Have you been green with envy about the great deals your neighbors are getting on mortgage refinances? What about you?? I’ve got a suggestion for you that will cost you, but it could be money well spent.
We went through a long era where people were doing cash out refinances 3, 4, even 5 times over as home values ratcheted higher and higher. Now the pendulum has swung the other way. Many people are locked into high cost mortgages that they can’t refi because their homes don’t appraise out. (That was never a problem in the past; we used to get calls to my show about “125s” and “130s,” where they would lend you that much above what your home appraised out at.)
So now, when you want to refi, what can you do? New data from Freddie Mac shows that in the fall of last year, just under half of all refis were cash-in refis. A cash-in refi is the opposite of a cash-out refi. You have to pony up the extra money.

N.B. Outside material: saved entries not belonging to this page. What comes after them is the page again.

PR #764, opened 2016-02-10
NetBSD-6.x fixes for psutil

0-wiz-0:
I've recently compiled the latest psutil release on NetBSD-6.x (the previous, but still supported NetBSD release) and had to fix two issues, see patches. Please include them.


giampaolo:
Thanks for this. Please update also HISTORY.txt describing the problem which has being fixed (I guess it's gonna be "can't compile on NetBSD 6.x") and HISTORY file.

0-wiz-0:
Like this?

giampaolo:
Yes, thanks.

So people are now coming to the closing table with money to reduce their mortgage balance so they can refi out of a high-cost mortgage and into a low-cost one.
I’ve been recommending this for a while, and in that time it’s gone from like a speck on the horizon to virtually half of all refis being of the cash-in variety.

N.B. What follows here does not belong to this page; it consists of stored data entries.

PR #796, opened 2016-03-17
Add disk queue metrics to psutil for linux

awreece:
This enables more metrics like what would be seen in iostat -x

I investigating adding these metrics to OSX too: I _suspect_ that [`kIOBlockStorageDriverStatisticsLatentReadTimeKey`](https://developer.apple.com/library/mac/documentation/Kernel/Reference/IOBlockStorageDriver_header_reference/index.html) is what we want, but I couldn't find good documentation on it.

I ran make test on linux:

```
...<snip> ...
test_special_pid (test_windows.WindowsSpecificTestCase) ... skipped 'not a Windows system'
test_total_phymem (test_windows.WindowsSpecificTestCase) ... skipped 'not a Windows system'

Ran 358 tests in 6.033s

OK (skipped=144)
```

And also manually verified that the new functionality is working:

```
>>> psutil.disk_io_counters()
sdiskio(read_count=50430, write_count=9749, read_bytes=658885632, write_bytes=98039808, read_time=117556, write_time=4380, read_merged_count=10700, write_merged_count=4712, busy_time=14836, in_flight=0, time_in_queue=71580)
```

### DIFF
--- a/docs/index.rst
+++ b/docs/index.rst
@@ -306,6 +306,9 @@ Disks
     (in milliseconds)
   - **busy_time**: (*Linux*, *FreeBSD*) time spent doing actual I/Os (in
     milliseconds)
+  - **time_in_queue**: (*Linux*) total wait time for all requests (in
+    milliseconds)
+  - **in_flight**: (*Linux*) number of I/Os currently in flight
   - **read_merged_count** (*Linux*): number of merged reads
     (see `iostat doc <https://www.kernel.org/doc/Documentation/iostats.txt>`__)
   - **write_merged_count** (*Linux*): number of merged writes
--- a/psutil/_pslinux.py
+++ b/psutil/_pslinux.py
@@ -245,7 +245,7 @@ sdiskio = namedtuple('sdiskio', ['read_count', 'write_count',
                                  'read_bytes', 'write_bytes',
                                  'read_time', 'write_time',
                                  'read_merged_count', 'write_merged_count',
-                                 'busy_time'])
+                                 'busy_time', 'in_flight', 'time_in_queue'])
 popenfile = namedtuple('popenfile',
                        ['path', 'fd', 'position', 'mode', 'flags'])
 pmem = namedtuple('pmem', 'rss vms shared text lib data dirty')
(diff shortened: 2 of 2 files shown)


awreece:
bump?

psutil/_pslinux.py
```diff
@@ -785,6 +785,20 @@ def net_if_stats():
...
+    """Returns a tuple of (ios_in_flight, time_in_queue_ms) for a disk."""
+    try:
+        with open_text("/sys/block/%s/stat" % device) as f:
+            line = f.readlines()[0]
+        fields = line.split()
+        (reads, read_merges, read_sectors, read_ticks,
+         writes, write_merges, write_sectors, write_ticks,
+         in_flight, io_ticks, time_in_queue) = map(int, fields[:11])
+        return (in_flight, time_in_queue)
+    except IOError:
```
giampaolo: please move this up so that only the "open_text()" call is wrapped

psutil/_pslinux.py
```diff
@@ -785,6 +785,20 @@ def net_if_stats():
 
 # --- disks
 
+def disk_block_stats(device):
+    """Returns a tuple of (ios_in_flight, time_in_queue_ms) for a disk."""
```
giampaolo: Please add a reference to https://www.kernel.org/doc/Documentation/block/stat.txt in the docstring.

psutil/_pslinux.py
```diff
@@ -785,6 +785,20 @@ def net_if_stats():
...
+    try:
+        with open_text("/sys/block/%s/stat" % device) as f:
+            line = f.readlines()[0]
```
giampaolo: You can simply use `f.readline()` instead

docs/index.rst
```diff
@@ -306,6 +306,9 @@ Disks
     (in milliseconds)
   - **busy_time**: (*Linux*, *FreeBSD*) time spent doing actual I/Os (in
     milliseconds)
+  - **time_in_queue**: (*Linux*) total wait time for all requests (in
+    milliseconds)
+  - **in_flight**: (*Linux*) number of I/Os currently in flight
```
giampaolo: In order to be consistent with the established naming convention this field should be called `in_flight_count`.
`in_flight_count` looks like a good name (well, I don't like it, but I can't think of anything better).
Also, change the explanation to something more meaningful such as:
"The number of I/O requests that have been issued to the device driver but have not yet completed."

docs/index.rst
```diff
@@ -306,6 +306,9 @@ Disks
     (in milliseconds)
   - **busy_time**: (*Linux*, *FreeBSD*) time spent doing actual I/Os (in
     milliseconds)
+  - **time_in_queue**: (*Linux*) total wait time for all requests (in
+    milliseconds)
```
giampaolo: In order to be consistent with the established naming convention this field should be called `queue_time`.
Also change the explanation to "number of milliseconds that I/O requests have waited on this block device".

psutil/_pslinux.py
```diff
@@ -785,6 +785,20 @@ def net_if_stats():
...
+        fields = line.split()
+        (reads, read_merges, read_sectors, read_ticks,
+         writes, write_merges, write_sectors, write_ticks,
+         in_flight, io_ticks, time_in_queue) = map(int, fields[:11])
```
giampaolo: I'm wondering whether it makes sense to return also `io_ticks`. I would be OK with that if `iostat -x` returns it but I'm not sure what's the column of reference (`svctm` perhaps?).

giampaolo:
Sorry for taking a look at this so late. I added some comments to your PR.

This is a situation where I think you should do a cash-in refi even if you have to borrow against your 401(k) (!!!) to pay down that mortgage and get that ultra low rate! Rates are exceptional right now. But it’s unknown how much longer we have in this window of very low mortgage rates. So if you plan to stay in your house and can scrounge up the money, do it.
A typical 30-year fixed rate is 4.8% today, while a 15-year fixed is around 4.2%. (Editor’s note: Rates accurate for March 2, 2011 only.) Think about what a deal that is and what a difference it could make in your life with a much lower monthly carry on your home.